Against the backdrop of accelerating localized substitution in the semiconductor industry, several domestic ADC chips have emerged as potential alternatives to the AD7606 series, though they still face certain technical and market challenges.
Key domestic alternative solutions mainly come from leading local manufacturers and research institutions with strong analog circuit capabilities. First, products from the 24th Research Institute of China Electronics Technology Group Corporation (CETC 24), a professional analog integrated circuit research institute, stand out. Its 16-bit multi-channel synchronous sampling ADCs, covering 8-channel, 6-channel, and 4-channel configurations, have performance indicators close to the AD7606 series, with a sampling rate of up to 200 KSPS, which can meet the basic needs of industrial data acquisition. Second, Suzhou Yunxin Microelectronics, founded by returnee doctors with experience at ADI, offers 16-bit ADC products with a sampling rate range of 65-125 MSPS. These products have reached export-controlled specifications and are suitable for industrial control and communication fields that require medium-to-high speed sampling. Additionally, Chengdu Huaxin Microelectronics has launched high-speed and high-precision ADCs such as the HWD12B16GA4, which, although focusing more on the RF direct sampling field, its multi-channel synchronous sampling technology and integration capabilities provide technical support for substituting the AD7606 in specific high-end scenarios.
Despite the progress in domestic alternatives, they still face three major core issues. Firstly, there is a gap in key performance indicators. Compared with the AD7606's 95.5 dB signal-to-noise ratio and -107 dB total harmonic distortion, most domestic products have slightly inferior dynamic performance, leading to insufficient accuracy in capturing subtle analog signals, which restricts their application in high-precision fields such as high-end instrumentation. Secondly, the maturity and consistency of mass production are insufficient. International giants like ADI have decades of production experience, ensuring stable chip performance across batches. In contrast, domestic manufacturers, especially startups, often struggle with inconsistent parameters between batches due to shorter mass production cycles and immature process control, increasing the risk of system failures for end users. Thirdly, the supporting ecosystem is incomplete. The AD7606 has a complete technical documentation system, rich application cases (such as the AD7606 capture case based on domestic FPGA development boards ), and mature driver libraries. However, domestic alternatives often lack detailed application notes and technical support, requiring downstream enterprises to invest additional resources in adaptation and debugging. Moreover, the lack of long-term reliability verification data in extreme environments such as wide temperature ranges also makes downstream customers hesitant in large-scale adoption.

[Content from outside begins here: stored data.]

PR #805, opened 2018-02-22
UI: update scans list and source list with data

jeff-phillips-18:
Updates #690 

Shows correct scan status/time
Shows correct hosts when expanding a source

### DIFF
--- a/client/src/components/scans/scanListItem.js
+++ b/client/src/components/scans/scanListItem.js
@@ -1,3 +1,5 @@
+import _ from 'lodash';
+import * as moment from 'moment';
 import React from 'react';
 import cx from 'classnames';
 import PropTypes from 'prop-types';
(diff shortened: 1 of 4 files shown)


client/src/components/scans/scanListItem.js
```diff
@@ -90,14 +101,17 @@ class ScanListItem extends React.Component {
 
     let sourcesCount = item.sources ? item.sources.length : 0;
 
+    let successHosts = Number.isNaN(item.systems_scanned) ? 0 : item.systems_scanned;
+    let failedHosts = Number.isNaN(item.systems_failed) ? 0 : item.systems_failed;
```
cdcabrera: Note: This works, think this works too... 
``` 
let successHosts = item.systems_scanned || 0;
```

PR #809, opened 2018-02-22
UI: Update list views when items have 0 count

jeff-phillips-18:
Updates #690

### DIFF
--- a/client/src/components/listStatusItem/listStatusItem.js
+++ b/client/src/components/listStatusItem/listStatusItem.js
@@ -1,0 +1,76 @@
+import React from 'react';
+import PropTypes from 'prop-types';
+import { Icon, ListView } from 'patternfly-react';
+
+import { SimpleTooltip } from '../simpleTooltIp/simpleTooltip';
+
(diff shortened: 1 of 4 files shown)


client/src/components/listStatusItem/listStatusItem.js
```diff
@@ -0,0 +1,76 @@
...
+          {` ${text}`}
+        </span>
+      );
+    }
+  };
+
+  if (count > 0) {
+    return (
+      <ListView.InfoItem className="list-view-info-item-icon-count">
+        <SimpleTooltip id={`${id}_tip`} tooltip={`${count}  ${count === 1 ? tipSingular : tipPlural}`}>
```
cdcabrera: Optional: the id string/template literals, looks like the id is always supposed to be a string, we worried about someone jamming a number in there? if so we could just flip ```tip_${id}```

jeff-phillips-18: The propType is string. I could make it accept either, but if you pass an number you do get a console warning but it works OK.

PR #2186, opened 2022-08-29
Backports from release/1.0

bruno-fs:
Also:
- Update postgres image to 12 (since this is the one we are recommending for use)
- QoL/Dx updates to docker-compose

PR #2187, opened 2022-09-01
[DISCOVERY-130] - collect system memory on network scans

bruno-fs:
Add a new fact `system_memory_bytes` to both details and deployment reports for network scans.

Part of DISCOVERY-130 implementation


bruno-fs:
waiting on #2186 to get merged before adding this one

Makefile
```diff
@@ -82,6 +83,10 @@ lint-black:
 
 lint: lint-black lint-flake8
 
+lint-ansible:
```
nicolearagao, line 86: WIll those be applied to all the playbooks ?

quipucords/scanner/network/runner/roles/memory/tasks/main.yml
```diff
@@ -0,0 +1,23 @@
...
+  # https://access.redhat.com/documentation/en-us/red_hat_enterprise_linux/6/html/deployment_guide/s2-proc-meminfo
+
+- name: Get memory in kb
+  raw: |
+    set -o pipefail
+    cat /proc/meminfo |
+    grep MemTotal |
+    awk '{print $2}'
+  register: memory_in_kb
+  changed_when: "'memory_in_kb' in vars"
```
nicolearagao, line 15: Do you know if the scan will be stopped if there's an error during the execution of the command? If yes, then I would suggest adding a failed_when. 
We definetely want to have exceptions blowing up to know what's wrong but we want to make sure the scan finishes and collects the rest of the facts as well.

quipucords/scanner/network/runner/inspect.yml
```diff
@@ -28,4 +28,5 @@
     - insights
     - system_purpose
     - redhat_release
+    - memory
```
nicolearagao, line 31: Just curiosity, any specific reason why you added memory in this exact place?

gtanzillo (approved):
LGTM

quipucords/scanner/network/runner/inspect.yml
bruno-fs: I'd add as the last, but the event processor we attach to ansible runner expects `host_done` to be the last one.

quipucords/scanner/network/runner/roles/memory/tasks/main.yml
bruno-fs: Yes, the scanner breaks if an error is not treated. That's proably the reason why all tasks (that I saw) have `ignore_errors: true` 

I honestly don't expect an error here, AFAIK `/proc/meminfo` should be available and readable for any user but I'will add one just in case

bruno-fs: Interesting. I artificially made this command blow up and a `failed_when` condition to match it and don't help the scanner: it will stop anyway.

The only difference `failed_when` adds is the command fails gracefully.

How exactly do you propose failed when usage? (I added `failed_when: memory_in_kb.rc != 0`)

Makefile
bruno-fs: Yes. It loads the playbooks and in turn a 	Ansible-specific (case-agnostic): ll related roles will also be loaded and checked as well.

I wanted to add an actual linter here (ansible-linter probably), but we'll need to properly configure it first.

quipucords/scanner/network/runner/roles/memory/tasks/main.yml
nicolearagao: hmm, it makes sense to behave like that. I was thinking more about failed_when: insert undesirable side effect here, such as changing the state of something, not the faillure of the command itself.
But I guess I am over complicating things, and we definetely don't want to use the ignore_errors flag. This looks good the way it is.

nicolearagao (approved):
LGTM 👍🏼

quipucords/scanner/network/runner/roles/memory/tasks/main.yml
bruno-fs: honestly, your question and experimenting with failed_when gave me second thoughts on `ignore_errors`. A failure will blow up the scanner, smth we don't want to happen.

I honestly prefer the approach of breaking things as fast as possible, but the scanners were designed to be resilient to errors no matter what :thinking: 

Would you care to elaborate why we wouldn't want `ignore_errors`?

nicolearagao: The reason why I think we shouldnt use ignore_errors is aligned to what you stated above, we don't want to hide errors, the faster we fail the faster we are back on track. However, as you also mentioned, the scanner needs to be resilient. That's why I suggested the failed_when flag. We want it to ignore errors except if they are critical. Not being able to collect a fact would be considered critical? No. What could be considered critical in this specific case? I know it's unlikely, but what if this command interfered in the OS/state of the machine? If something like this happens, we def want to know asap. 
Alternatively we could keep using ignore_erros and find way to log the errors. example: {system_memory: error log}, so instead of wondering why my system never returns fact x, I could just check at the logs. I don't have an immediate suggestion on how we would implement this, but I could do some research if you think it''s worthwile.

bruno-fs: Thanks for clarifying! I think it's worth investigating this but not atm.

bruno-fs: I've added extra lines to the memory role to protect the scanner from errors.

In conclusion, domestic ADC chips have initially possessed the capability to substitute the AD7606 in medium and low-end industrial scenarios, but there is still a long way to go in terms of performance improvement, mass production stability, and ecosystem construction. With continuous national policy support and increased R&D investment by enterprises, it is expected that domestic alternatives will gradually make breakthroughs in core technologies and narrow the gap with international leading products.